TASK INSTRUCTIONS: Nothing but the data itself, reproduced exactly, is the expected answer.

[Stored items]
PR #1047, opened 2021-11-23
pkg/meta: add more test for meta

zhijian-pro:
pkg/meta: add more test for meta


zhijian-pro:
@sanwan  Why does codecov not take effect ？

davies (changes requested):
we should update the test case for TKV as well.

davies (approved):

PR #1056, opened 2021-11-24
add namespace and label to existing metrics

davies:


SandyXSD:
Should modify https://github.com/juicedata/juicefs/blob/main/cmd/stats.go#L137-L138 as well

PR #1058, opened 2021-11-25
cmd: add more test for cmd

zhijian-pro:
cmd: add more test for cmd

### DIFF
--- a/cmd/dump_test.go
+++ b/cmd/dump_test.go
@@ -25,16 +25,19 @@ import (
 
 func TestDumpAndLoad(t *testing.T) {
 	metaUrl := "redis://127.0.0.1:6379/10"
+	opt, err := redis.ParseURL(metaUrl)
+	if err != nil {
+		t.Fatalf("ParseURL: %v", err)
+	}
+	rdb := redis.NewClient(opt)
+	rdb.FlushDB(context.Background())
+
 	t.Run("Test Load", func(t *testing.T) {
 		loadArgs := []string{"", "load", metaUrl, "./../pkg/meta/metadata.sample"}
-		opt, err := redis.ParseURL(metaUrl)
+		err = Main(loadArgs)
 		if err != nil {
-			t.Fatalf("ParseURL: %v", err)
+			t.Fatalf("load failed: %v", err)
 		}
-		rdb := redis.NewClient(opt)
-		rdb.FlushDB(context.Background())
-
-		Main(loadArgs)
 		if rdb.DBSize(context.Background()).Val() == 0 {
 			t.Fatalf("load error: %v", err)
 		}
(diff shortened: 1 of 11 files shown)


cmd/dump_test.go
```diff
@@ -0,0 +1,53 @@
...
+	})
+	t.Run("Test dump", func(t *testing.T) {
+		dumpArgs := []string{"", "dump", metaUrl, "/tmp/dump_test.json"}
+
+		Main(dumpArgs)
+		_, err := os.Stat("/tmp/dump_test.json")
+		if err != nil {
+			t.Fatalf("dump error: %v", err)
+		}
+	})
```
davies, line 51: Add a case for subdir

cmd/main.go
```diff
@@ -56,7 +56,7 @@ func globalFlags() []cli.Flag {
 	}
 }
 
-func main() {
+func Main(args []string) {
```
davies, line 59: return error

cmd/main.go
```diff
@@ -97,12 +97,16 @@ func main() {
 		}
 	}
 
-	err := app.Run(reorderOptions(app, os.Args))
+	err := app.Run(reorderOptions(app, args))
 	if err != nil {
 		log.Fatal(err)
```
davies, line 102: move the `log.Fatal(err)` into main()

cmd/info_test.go
```diff
@@ -0,0 +1,45 @@
...
+	for i := 0; i < 10; i++ {
+		filename := fmt.Sprintf("%s/dir1/f%d.txt", mountpoint, i)
+		err := ioutil.WriteFile(filename, []byte("test"), 0644)
+		if err != nil {
+			t.Fatalf("mount failed: %v", err)
+		}
+	}
+
+	infoArgs := []string{"", "info", metaUrl, fmt.Sprintf("%s/dir1", mountpoint)}
+	Main(infoArgs)
```
davies, line 43: check the output.

We replace os.Stdout to bytes writer before calling Main() to capture the output.

zhijian-pro: ok

cmd/umount_test.go
```diff
@@ -0,0 +1,53 @@
...
+		t.Fatalf("mount failed: %v", err)
+	}
+
+	err := UmountTmp(mountpoint)
+	if err != nil {
+		t.Fatalf("umount failed: %v", err)
+	}
+
+	t.Log("---------------")
+	println(prometheus.DefaultRegisterer)
```
davies, line 43: ?

davies: We should check that the /tmp/testDir is not a mountpoint

cmd/rmr_test.go
```diff
@@ -0,0 +1,62 @@
...
+		t.Fatalf("rmr failed : %v", err)
+	}
+
+	for _, path := range paths {
+		dir, err := os.ReadDir(mountpoint + path)
+		if len(dir) != 0 {
+			t.Fatalf("test rmr error: %v", err)
+		}
+	}
+	err := UmountTmp(mountpoint)
```
davies, line 58: call it with defer

cmd/info.go
```diff
@@ -49,6 +50,14 @@ func infoFlags() *cli.Command {
 	}
 }
 
+var writerInfo = func(content string, w io.Writer) error {
```
davies, line 53: We should not messy the source code just because of tests.

davies (approved):

PR #1064, opened 2021-11-26
Remove duplicate code

201341:


pkg/meta/redis.go
```diff
@@ -412,53 +412,6 @@ func (r *redisMeta) parseEntry(buf []byte) (uint8, Ino) {
 	return buf[0], Ino(binary.BigEndian.Uint64(buf[1:]))
 }
 
-func (r *redisMeta) parseAttr(buf []byte, attr *Attr) {
```
davies, line 415: move this into baseMeta, then you don't need update the caller.

201341: ok

PR #1247, opened 2022-01-04
fix errcheck

zhijian-pro:
This pr is based on #1245   and has processed all errorcheck except defer


davies:
#1245 is merged, please fix the conflect.

PR #1281, opened 2022-01-11
add metrics port

### LINKED ISSUE #1274: The K8s deployment file of S3 gateway should exports P8s metric port

Export Prometheus metric port of S3 gateway in the [K8s deployment file](https://github.com/juicedata/juicefs/blob/main/deploy/juicefs-s3-gateway.yaml)

**Why is this needed**:

After export the Prometheus metric port, user could use [`ServiceMonitor`](https://github.com/prometheus-operator/prometheus-operator/blob/main/Documentation/user-guides/getting-started.md) CRD provided by Prometheus Operator to collect metrics easily.

zwwhdls:
fix https://github.com/juicedata/juicefs/issues/1274

### DIFF
--- a/deploy/juicefs-s3-gateway.yaml
+++ b/deploy/juicefs-s3-gateway.yaml
@@ -29,7 +29,7 @@ spec:
           command:
             - sh
             - -c
-            - juicefs gateway $(METAURL) $(NODE_IP):9000 --metrics=0.0.0.0:9567
+            - juicefs gateway $(METAURL) $(NODE_IP):9000 --metrics=$(NODE_IP):9567
           env:
             - name: NODE_IP
               valueFrom:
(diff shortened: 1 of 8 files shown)


deploy/juicefs-s3-gateway.yaml
```diff
@@ -29,7 +29,7 @@ spec:
           command:
             - sh
             - -c
-            - juicefs gateway $(METAURL) $(NODE_IP):9000
```
davies, line 32: Why not use NODE_IP?

zwwhdls: Using pod ip, NODE_IP is env from podIP

```
          env:
            - name: NODE_IP
              valueFrom:
                fieldRef:
                  fieldPath: status.podIP
```

davies: I meant `--metrics=${NODE_IP}:9567`

zwwhdls: Both ${NODE_IP} and 0.0.0.0 is ok, because it's separate net namespace in container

TASK RESULT:
PR #1047, opened 2021-11-23
pkg/meta: add more test for meta

zhijian-pro:
pkg/meta: add more test for meta


zhijian-pro:
@sanwan  Why does codecov not take effect ？

davies (changes requested):
we should update the test case for TKV as well.

davies (approved):

PR #1056, opened 2021-11-24
add namespace and label to existing metrics

davies:


SandyXSD:
Should modify https://github.com/juicedata/juicefs/blob/main/cmd/stats.go#L137-L138 as well

PR #1058, opened 2021-11-25
cmd: add more test for cmd

zhijian-pro:
cmd: add more test for cmd

### DIFF
--- a/cmd/dump_test.go
+++ b/cmd/dump_test.go
@@ -25,16 +25,19 @@ import (
 
 func TestDumpAndLoad(t *testing.T) {
 	metaUrl := "redis://127.0.0.1:6379/10"
+	opt, err := redis.ParseURL(metaUrl)
+	if err != nil {
+		t.Fatalf("ParseURL: %v", err)
+	}
+	rdb := redis.NewClient(opt)
+	rdb.FlushDB(context.Background())
+
 	t.Run("Test Load", func(t *testing.T) {
 		loadArgs := []string{"", "load", metaUrl, "./../pkg/meta/metadata.sample"}
-		opt, err := redis.ParseURL(metaUrl)
+		err = Main(loadArgs)
 		if err != nil {
-			t.Fatalf("ParseURL: %v", err)
+			t.Fatalf("load failed: %v", err)
 		}
-		rdb := redis.NewClient(opt)
-		rdb.FlushDB(context.Background())
-
-		Main(loadArgs)
 		if rdb.DBSize(context.Background()).Val() == 0 {
 			t.Fatalf("load error: %v", err)
 		}
(diff shortened: 1 of 11 files shown)


cmd/dump_test.go
```diff
@@ -0,0 +1,53 @@
...
+	})
+	t.Run("Test dump", func(t *testing.T) {
+		dumpArgs := []string{"", "dump", metaUrl, "/tmp/dump_test.json"}
+
+		Main(dumpArgs)
+		_, err := os.Stat("/tmp/dump_test.json")
+		if err != nil {
+			t.Fatalf("dump error: %v", err)
+		}
+	})
```
davies, line 51: Add a case for subdir

cmd/main.go
```diff
@@ -56,7 +56,7 @@ func globalFlags() []cli.Flag {
 	}
 }
 
-func main() {
+func Main(args []string) {
```
davies, line 59: return error

cmd/main.go
```diff
@@ -97,12 +97,16 @@ func main() {
 		}
 	}
 
-	err := app.Run(reorderOptions(app, os.Args))
+	err := app.Run(reorderOptions(app, args))
 	if err != nil {
 		log.Fatal(err)
```
davies, line 102: move the `log.Fatal(err)` into main()

cmd/info_test.go
```diff
@@ -0,0 +1,45 @@
...
+	for i := 0; i < 10; i++ {
+		filename := fmt.Sprintf("%s/dir1/f%d.txt", mountpoint, i)
+		err := ioutil.WriteFile(filename, []byte("test"), 0644)
+		if err != nil {
+			t.Fatalf("mount failed: %v", err)
+		}
+	}
+
+	infoArgs := []string{"", "info", metaUrl, fmt.Sprintf("%s/dir1", mountpoint)}
+	Main(infoArgs)
```
davies, line 43: check the output.

We replace os.Stdout to bytes writer before calling Main() to capture the output.

zhijian-pro: ok

cmd/umount_test.go
```diff
@@ -0,0 +1,53 @@
...
+		t.Fatalf("mount failed: %v", err)
+	}
+
+	err := UmountTmp(mountpoint)
+	if err != nil {
+		t.Fatalf("umount failed: %v", err)
+	}
+
+	t.Log("---------------")
+	println(prometheus.DefaultRegisterer)
```
davies, line 43: ?

davies: We should check that the /tmp/testDir is not a mountpoint

cmd/rmr_test.go
```diff
@@ -0,0 +1,62 @@
...
+		t.Fatalf("rmr failed : %v", err)
+	}
+
+	for _, path := range paths {
+		dir, err := os.ReadDir(mountpoint + path)
+		if len(dir) != 0 {
+			t.Fatalf("test rmr error: %v", err)
+		}
+	}
+	err := UmountTmp(mountpoint)
```
davies, line 58: call it with defer

cmd/info.go
```diff
@@ -49,6 +50,14 @@ func infoFlags() *cli.Command {
 	}
 }
 
+var writerInfo = func(content string, w io.Writer) error {
```
davies, line 53: We should not messy the source code just because of tests.

davies (approved):

PR #1064, opened 2021-11-26
Remove duplicate code

201341:


pkg/meta/redis.go
```diff
@@ -412,53 +412,6 @@ func (r *redisMeta) parseEntry(buf []byte) (uint8, Ino) {
 	return buf[0], Ino(binary.BigEndian.Uint64(buf[1:]))
 }
 
-func (r *redisMeta) parseAttr(buf []byte, attr *Attr) {
```
davies, line 415: move this into baseMeta, then you don't need update the caller.

201341: ok

PR #1247, opened 2022-01-04
fix errcheck

zhijian-pro:
This pr is based on #1245   and has processed all errorcheck except defer


davies:
#1245 is merged, please fix the conflect.

PR #1281, opened 2022-01-11
add metrics port

### LINKED ISSUE #1274: The K8s deployment file of S3 gateway should exports P8s metric port

Export Prometheus metric port of S3 gateway in the [K8s deployment file](https://github.com/juicedata/juicefs/blob/main/deploy/juicefs-s3-gateway.yaml)

**Why is this needed**:

After export the Prometheus metric port, user could use [`ServiceMonitor`](https://github.com/prometheus-operator/prometheus-operator/blob/main/Documentation/user-guides/getting-started.md) CRD provided by Prometheus Operator to collect metrics easily.

zwwhdls:
fix https://github.com/juicedata/juicefs/issues/1274

### DIFF
--- a/deploy/juicefs-s3-gateway.yaml
+++ b/deploy/juicefs-s3-gateway.yaml
@@ -29,7 +29,7 @@ spec:
           command:
             - sh
             - -c
-            - juicefs gateway $(METAURL) $(NODE_IP):9000 --metrics=0.0.0.0:9567
+            - juicefs gateway $(METAURL) $(NODE_IP):9000 --metrics=$(NODE_IP):9567
           env:
             - name: NODE_IP
               valueFrom:
(diff shortened: 1 of 8 files shown)


deploy/juicefs-s3-gateway.yaml
```diff
@@ -29,7 +29,7 @@ spec:
           command:
             - sh
             - -c
-            - juicefs gateway $(METAURL) $(NODE_IP):9000
```
davies, line 32: Why not use NODE_IP?

zwwhdls: Using pod ip, NODE_IP is env from podIP

```
          env:
            - name: NODE_IP
              valueFrom:
                fieldRef:
                  fieldPath: status.podIP
```

davies: I meant `--metrics=${NODE_IP}:9567`

zwwhdls: Both ${NODE_IP} and 0.0.0.0 is ok, because it's separate net namespace in container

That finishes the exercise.